We avoided the prong to our frustration with Zeus. Then when he was 1.5 yrs. I'd had enough and put it on and played a game similar to the turn around game if he stepped in front of my hip.

Worked in 10 minutes. With a little repetition he's cured.

We're all better for it.

LF


----------



## Germanshepherdlove (May 30, 2014)

martemchik said:


> It’s possible that he shuts down because the strength you need to correct with a flat collar…is extreme. I don’t actually think I can “correct” my dog on a flat collar without some type of hanging or cutting off of the air or blood flow. His pain tolerance is high, and a flat collar correction is just annoying. A prong, all it takes is a slight pop and he gets the point, he gets rewarded for doing what is asked, he’s happy again, and we move on.
> 
> If he’s pulling, and you don’t know how to use a prong or want to…you should start the “change direction game.” At that age…you’re going to have a hard time shaping a behavior, or getting focus without someone teaching you how to do it. But what you can do is that the moment that leash goes tight, turn around and walk the other way. Then again, then again. If you end up taking 3 steps and the dog just starts pulling forward again, turn around and walk the other way. If it takes 20 or more turns within 3 squares of a sidewalk, do it. You’ll look dumb, but eventually your dog will get the fact that pulling doesn’t get him where he wants to go, but he’ll eventually get to where he wants to go if he walks at YOUR pace.
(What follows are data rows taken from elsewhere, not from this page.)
Issue #504, opened 2023-09-07
Robot Importer does not apply scale to colliders


lewandowskikacper:
When Importing robot the `scale` attribute is ignored in colliders. 
It is applied correctly in visual elements.

The example urdf file:

```
<?xml version="1.0"?>
<robot name="urdf_test">  
    <link name="face_link">
        <inertial>
            <origin xyz="0. 0. 0."/>
            <mass value="1."/>
            <inertia ixx="1." ixy="0." ixz="0." iyy="1." iyz="0." izz="1."/>
        </inertial>
        <visual>
            <material name="blue"/>
            <origin rpy="0 0 0" xyz="0 0 0"/>
            <geometry>
                <mesh filename="face.dae" scale="0.1 0.1 0.1"/>
            </geometry>
        </visual>
        <collision>
            <origin rpy="0 0 0" xyz="0 0 0"/>
            <geometry>
                <mesh filename="face.dae" scale="0.1 0.1 0.1"/>
            </geometry>
        </collision>
    </link>  
</robot>
```

collider - scale is 1, but should be 0.1
![Screenshot from 2023-09-07 16-50-45](https://github.com/o3de/o3de-extras/assets/138626322/dee81f76-7b92-45e4-b59e-6f6835d13478)

visual - scale is correctly 0.1
![Screenshot from 2023-09-07 16-50-55](https://github.com/o3de/o3de-extras/assets/138626322/dcfc03e1-a721-4b63-a055-6e68047afff1)

All needed files (urdf, meshes) are included in this zip archive:
[texture_scale.zip](https://github.com/o3de/o3de-extras/files/12550494/texture_scale.zip)

PR #506, opened 2023-09-08
Robot Importer: set scale of colliders during import

lewandowskikacper:
Fixes https://github.com/o3de/o3de-extras/issues/504.

on the left: before this change, collider is not scaled.
on the right: after change, the scale is applied correctly
Screenshot from 2023-09-08 10-34-54

Collider has the scale set:
image

### DIFF
--- a/Gems/ROS2/Code/Source/RobotImporter/URDF/CollidersMaker.cpp
+++ b/Gems/ROS2/Code/Source/RobotImporter/URDF/CollidersMaker.cpp
@@ -295,6 +295,8 @@ namespace ROS2
                 assetId.ToString<AZStd::string>().c_str());
 
             Physics::PhysicsAssetShapeConfiguration shapeConfiguration;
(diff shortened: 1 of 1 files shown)


michalpelka (approved):
Very good change!

michalpelka:
I've accepted, but please do me a favor and check if those changes should be applied to primitive colliders as well.

jhanca-robotecai:
> I've accepted, but please do me a favor and check if those changes should be applied to primitive colliders as well.

Both [urdf specs](http://wiki.ros.org/urdf/XML/link) and [sdf specs](http://sdformat.org/spec?ver=1.10&elem=geometry) allow `scale` parameter for mesh only.

jhanca-robotecai (approved):
Tested: works as expected.

pawelbudziszewski (approved):

mbalfour-amzn (approved):

Issue #510, opened 2023-09-11
missing links in robots imported from urdfs with incomplete inertia tags


lewandowskikacper:
https://github.com/o3de/o3de-extras/pull/481 introduced mechanism to fix URDFs in memory.
It adds missing `inertia` links. However, if the `inertia` tag is present but has missing elements, the fix is not applied and import of this link fails.
This can happen for example if user specified `mass`, but not `inertia` (inertia matrix).

PR #511, opened 2023-09-11
fix incomplete inertial tags in urdfs before import

lewandowskikacper:
Fixes https://github.com/o3de/o3de-extras/issues/510.
Each tag inside `inertia` is checked and the value is set to default if missing.

Before this change importing this robot (https://github.com/RobotnikAutomation/rbvogui_common/blob/melodic-devel/rbvogui_description/robots/rbvogui_std_ur10.urdf.xacro) results in missing wheels:
Screenshot from 2023-09-11 13-30-21
Wheel links are not modified:
image

After this change, the wheels are visible:
Screenshot from 2023-09-11 13-29-54
Wheel links are modified:
image

### DIFF
--- a/Gems/ROS2/Code/Source/RobotImporter/FixURDF/FixURDF.cpp
+++ b/Gems/ROS2/Code/Source/RobotImporter/FixURDF/FixURDF.cpp
@@ -21,48 +21,65 @@ namespace ROS2::Utils
     {
         AZStd::vector<AZStd::string> modifiedLinks;
         using namespace AZ::rapidxml;
-        AZStd::vector<xml_node<>*> links;
+
         for (xml_node<>* link = urdf->first_node("link"); link; link = link->next_sibling("link"))
         {
-            if (!link->first_node("inertial"))
+            bool modified = false;
+            bool inertiaPresent = true;
+
+            auto name_xml = link->first_attribute("name");
+            AZStd::string name = "unknown_link";
+            if (name_xml)
             {
-                links.push_back(link);
+                name = name_xml->value();
             }
-        }
 
-        for (auto* link : links)
-        {
-            xml_node<>* inertial = urdf->document()->allocate_node(node_element, "inertial");
-
-            xml_node<>* mass = urdf->document()->allocate_node(node_element, "mass");
-            mass->append_attribute(urdf->document()->allocate_attribute("value", "1."));
-            inertial->append_node(mass);
-            xml_node<>* inertia = urdf->document()->allocate_node(node_element, "inertia");
-
-            inertia->append_attribute(urdf->document()->allocate_attribute("ixx", "1."));
-            inertia->append_attribute(urdf->document()->allocate_attribute("ixy", "0."));
-            inertia->append_attribute(urdf->document()->allocate_attribute("ixz", "0."));
-
-            inertia->append_attribute(urdf->document()->allocate_attribute("iyx", "0."));
-            inertia->append_attribute(urdf->document()->allocate_attribute("iyy", "1."));
-            inertia->append_attribute(urdf->document()->allocate_attribute("iyz", "0."));
-
-            inertia->append_attribute(urdf->document()->allocate_attribute("izx", "0."));
-            inertia->append_attribute(urdf->document()->allocate_attribute("izy", "0."));
-            inertia->append_attribute(urdf->document()->allocate_attribute("izz", "1."));
-
-            inertial->append_node(inertia);
-
-            xml_node<>* origin = urdf->document()->allocate_node(node_element, "origin");
-            origin->append_attribute(urdf->document()->allocate_attribute("xyz", "0. 0. 0."));
-            inertial->append_node(origin);
-
-            auto* name = link->first_attribute("name");
-            if (name)
+            auto inertial = link->first_node("inertial");
+            if (!inertial)
             {
-                modifiedLinks.push_back(name->value());
+                AZ_Warning("URDF", false, "Missing inertial tag in link %s, applying default tag.", name.c_str());
+                inertial = urdf->document()->allocate_node(node_element, "inertial");
+                link->append_node(inertial);
+                modified = true;
+                inertiaPresent = false;
             }
-            link->append_node(inertial);
+
+            auto mass = inertial->first_node("mass");
+            if (!mass)
+            {
+                AZ_Warning("URDF", !inertiaPresent, "Missing mass tag inside the inertial tag link %s, applying default mass tag.", name.c_str());
+                mass = urdf->document()->allocate_node(node_element, "mass");
+                mass->append_attribute(urdf->document()->allocate_attribute("value", "1."));
+                inertial->append_node(mass);
+                modified = true;
+            }
+
+            auto inertia = inertial->first_node("inertia");
+            if (!inertia)
+            {
+                AZ_Warning("URDF", !inertiaPresent, "Missing inertia tag inside the inertial tag link %s, applying default inertia tag.", name.c_str());
+                inertia = urdf->document()->allocate_node(node_element, "inertia");
+
+                inertia->append_attribute(urdf->document()->allocate_attribute("ixx", "1."));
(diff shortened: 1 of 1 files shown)


Gems/ROS2/Code/Source/RobotImporter/FixURDF/FixURDF.cpp
```diff
@@ -16,53 +16,94 @@ namespace ROS2::Utils
...
+        AZStd::vector<AZStd::string> modifiedLinks;
+
+        for (auto [link, tags] : modifiedLinksTags)
+        {
+            AZStd::string modified = link + ":";
+
+            for (auto tag : tags)
             {
-                modifiedLinks.push_back(name->value());
+                modified += " " + tag + ", ";
```
michalpelka, line 103: I think that needs to be addressed in a more systematic way. Currently, it is even more confusing. Please revert this logic of return value here. 
Let it fix correctly in next PR, ok?

lewandowskikacper: I reverted back to showing just the link names.

lewandowskikacper: I opened an issue https://github.com/o3de/o3de-extras/issues/512 for discussion of the information for user.

Gems/ROS2/Code/Source/RobotImporter/FixURDF/FixURDF.cpp
```diff
@@ -21,48 +21,67 @@ namespace ROS2::Utils
...
         for (xml_node<>* link = urdf->first_node("link"); link; link = link->next_sibling("link"))
         {
-            if (!link->first_node("inertial"))
+            bool modified = false;
+
+            auto inertial = link->first_node("inertial");
+            if (!inertial)
             {
-                links.push_back(link);
+                inertial = urdf->document()->allocate_node(node_element, "inertial");
```
spham-amzn, line 32: I think a warning when we fall back to default values would be helpful in these situations
```suggestion
                AZ_Warning("URDF", false, "Missing inertial tag, applying default tag.");
                inertial = urdf->document()->allocate_node(node_element, "inertial");
```

michalpelka: +1 on that

Gems/ROS2/Code/Source/RobotImporter/FixURDF/FixURDF.cpp
```diff
@@ -21,48 +21,70 @@ namespace ROS2::Utils
...
+            }
 
-            xml_node<>* mass = urdf->document()->allocate_node(node_element, "mass");
-            mass->append_attribute(urdf->document()->allocate_attribute("value", "1."));
-            inertial->append_node(mass);
-            xml_node<>* inertia = urdf->document()->allocate_node(node_element, "inertia");
+            auto mass = inertial->first_node("mass");
+            if (!mass)
+            {
+                mass = urdf->document()->allocate_node(node_element, "mass");
```
spham-amzn, line 48: A similar warning would be helpful here as well, but only if `modified` is `false`, since i am assuming a default tag won't have this.
```suggestion
                if (!modified)
                {
                    AZ_Warning("URDF", false, "Missing mass tag inside the inertial tag link %s, applying default mass tag.", name.c_str());
                }
                mass = urdf->document()->allocate_node(node_element, "mass");
                
```

Gems/ROS2/Code/Source/RobotImporter/FixURDF/FixURDF.cpp
```diff
@@ -21,48 +21,70 @@ namespace ROS2::Utils
...
+                modified = true;
+            }
 
-            inertia->append_attribute(urdf->document()->allocate_attribute("ixx", "1."));
-            inertia->append_attribute(urdf->document()->allocate_attribute("ixy", "0."));
-            inertia->append_attribute(urdf->document()->allocate_attribute("ixz", "0."));
+            auto inertia = inertial->first_node("inertia");
+            if (!inertia)
+            {
+                inertia = urdf->document()->allocate_node(node_element, "inertia");
```
spham-amzn, line 57: Same comment about the `mass` warning above

Gems/ROS2/Code/Source/RobotImporter/FixURDF/FixURDF.cpp
```diff
@@ -21,48 +21,70 @@ namespace ROS2::Utils
...
+                inertial->append_node(inertia);
+                modified = true;
+            }
 
-            auto* name = link->first_attribute("name");
-            if (name)
+            auto origin = inertial->first_node("origin");
+            if (!origin)
+            {
+                origin = urdf->document()->allocate_node(node_element, "origin");
```
spham-amzn, line 78: Same comment about the mass warning above

Gems/ROS2/Code/Source/RobotImporter/FixURDF/FixURDF.cpp
lewandowskikacper: When the 'inertial' tag is missing, also all subtags are added.
But since they are always added in this case, I think it is unnecessary to warn user about each one separately. 

I added a warning in case the `inertial` tag is present, but the subtag is missing.

Gems/ROS2/Code/Source/RobotImporter/FixURDF/FixURDF.cpp
lewandowskikacper: Origin tag is [optional](http://wiki.ros.org/urdf/XML/link).  libsdformat [only uses it if available](https://github.com/gazebosim/sdformat/blob/b999425da3ea58aa659c6a9d389b8f9f6b82b9e3/src/urdf/urdf_parser/link.cpp#L281C1-L287C4).
I think there is no need for a warning, and in fact for adding this value here.

Gems/ROS2/Code/Source/RobotImporter/FixURDF/FixURDF.cpp
```diff
@@ -21,48 +21,72 @@ namespace ROS2::Utils
...
-            mass->append_attribute(urdf->document()->allocate_attribute("value", "1."));
-            inertial->append_node(mass);
-            xml_node<>* inertia = urdf->document()->allocate_node(node_element, "inertia");
+            auto mass = inertial->first_node("mass");
+            if (!mass)
+            {
+                if(inertiaPresent)
+                {
+                    AZ_Warning("URDF", false, "Missing mass tag inside the inertial tag link %s, applying default mass tag.", name.c_str());
+                }
```
mbalfour-amzn, line 53: Suggestion: You can simplify this a little bit.
```suggestion
                AZ_Warning("URDF", !inertiaPresent, "Missing mass tag inside the inertial tag link %s, applying default mass tag.", name.c_str());
```

Gems/ROS2/Code/Source/RobotImporter/FixURDF/FixURDF.cpp
```diff
@@ -21,48 +21,72 @@ namespace ROS2::Utils
...
-            inertia->append_attribute(urdf->document()->allocate_attribute("ixx", "1."));
-            inertia->append_attribute(urdf->document()->allocate_attribute("ixy", "0."));
-            inertia->append_attribute(urdf->document()->allocate_attribute("ixz", "0."));
+            auto inertia = inertial->first_node("inertia");
+            if (!inertia)
+            {
+                if(inertiaPresent)
+                {
+                    AZ_Warning("URDF", false, "Missing inertia tag inside the inertial tag link %s, applying default inertia tag.", name.c_str());
+                }
```
mbalfour-amzn, line 66: You could simplify a bit here too:
```suggestion
                AZ_Warning("URDF", !inertiaPresent, "Missing inertia tag inside the inertial tag link %s, applying default inertia tag.", name.c_str());
```

mbalfour-amzn (approved):

michalpelka (approved):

I already turn and go the other way, but that can be really hard if you actually have to get somewhere. My corrections are in no way extreme!


----------



## Germanshepherdlove (May 30, 2014)

Msmaria said:


> My dog is 15 months old and very similar. I can coreect him with an "ah ah" he so soft. Like yours hes not a fearful dog. Leash corrections sometimes shut him down. Although my son can leash correct him and hes fine. I bring a squeeky ball with me and it perks him right up, sometimes he just needs a lets play break.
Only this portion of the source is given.